Extracted records →
PR #1286, opened 2022-12-09
stdlib::ensure: update function to support the generic case

b4ldr:
Often custom resources only support present/absent for the ensure parameter and often the inclusion of theses resources are enabled via some boolean value as such i often find my self using the following pattern

```puppet
$ensure_feature = $enable_feature.bool2str('ensure', 'present')
```

This patch updates the stdlib::ensure function so we can simplify this to

```puppet
$ensure_feature = $enable_feature.stdlib::ensure   # or ...
$ensure_feature = stdlib::ensure($enable_feature) 
```

### DIFF
--- a/functions/ensure.pp
+++ b/functions/ensure.pp
@@ -3,7 +3,7 @@
 # @return [String]
 function stdlib::ensure(
   Variant[Boolean, Enum['present', 'absent']] $ensure,
-  Enum['directory', 'link', 'mounted', 'service', 'file', 'package'] $resource,
+  Optional[Enum['directory', 'link', 'mounted', 'service', 'file', 'package']] $resource = undef,
 ) >> String {
   $_ensure = $ensure ? {
     Boolean => $ensure.bool2str('present', 'absent'),
@@ -22,6 +22,7 @@ function stdlib::ensure(
         default   => 'stopped',
       }
     }
+    undef: { $_ensure }
     default: {
       $_ensure ? {
         'present' => $resource,
--- a/spec/functions/stdlib_ensure_spec.rb
+++ b/spec/functions/stdlib_ensure_spec.rb
@@ -3,6 +3,10 @@
 require 'spec_helper'
 
 describe 'stdlib::ensure' do
+  context 'work without resource' do
+    it { is_expected.to run.with_params(true).and_return('present') }
+    it { is_expected.to run.with_params(false).and_return('absent') }
+  end
   context 'work with service resource' do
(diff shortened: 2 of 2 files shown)


spec/functions/stdlib_ensure_spec.rb
```diff
@@ -3,6 +3,12 @@
 require 'spec_helper'
 
 describe 'stdlib::ensure' do
+  context 'work with generi resource' do
```
ekohl, line 6:
```suggestion
  context 'work with generic resource' do
```

functions/ensure.pp
```diff
@@ -3,7 +3,7 @@
 # @return [String]
 function stdlib::ensure(
   Variant[Boolean, Enum['present', 'absent']] $ensure,
-  Enum['directory', 'link', 'mounted', 'service', 'file', 'package'] $resource,
+  Enum['present', 'directory', 'link', 'mounted', 'service', 'file', 'package'] $resource = 'present',
```
ekohl, line 6: I don't think there is a resource type named `present`. If you want to make it optional, then perhaps it should be made `undef` and caught as an `undef` in the case statement.
```suggestion
  Optional[Enum['present', 'directory', 'link', 'mounted', 'service', 'file', 'package']] $resource = undef,
```

ekohl (changes requested):

spec/functions/stdlib_ensure_spec.rb
```diff
@@ -3,6 +3,10 @@
 require 'spec_helper'
 
 describe 'stdlib::ensure' do
+  context 'work with generic resource' do
```
ekohl, line 6:
```suggestion
  context 'work without resource' do
```

ekohl (approved):
Would you mind squashing the commits?

I'd also appreciate if someone else took a look since I suggested the implementation.

b4ldr:
> Would you mind squashing the commits?

done

> I'd also appreciate if someone else took a look since I suggested the implementation.

sure no rush my end

kenyon (changes requested):
Would be good to fix the typo in the PR title and commit message, `spport` :)

b4ldr:
> Would be good to fix the typo in the PR title and commit message, `spport` :)

done

kenyon (approved):

ekohl (approved):
In this repository Puppet's module team needs to approve before it can be merged.

LukasAud (approved):
LGTM

PR #496, opened 2022-10-20
Update .env for 0.6.1 release

austinlparker:

PR #501, opened 2022-10-20
Revert "Update .env for 0.6.1 release"

puckpuck:
Reverts open-telemetry/opentelemetry-demo#496

Until we get the `0.6.1-beta` images up, we need to revert back to the prior version, else `docker compose up --no-build` will fail.


austinlparker:
Instead of this can we revert the build change?

austinlparker:
Mooted by #502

Assigned task →
Lines from the entries that contain the string "directory" are what must be copied.

Written response →
-  Enum['directory', 'link', 'mounted', 'service', 'file', 'package'] $resource,
+  Optional[Enum['directory', 'link', 'mounted', 'service', 'file', 'package']] $resource = undef,
-  Enum['directory', 'link', 'mounted', 'service', 'file', 'package'] $resource,
+  Enum['present', 'directory', 'link', 'mounted', 'service', 'file', 'package'] $resource = 'present',
  Optional[Enum['present', 'directory', 'link', 'mounted', 'service', 'file', 'package']] $resource = undef,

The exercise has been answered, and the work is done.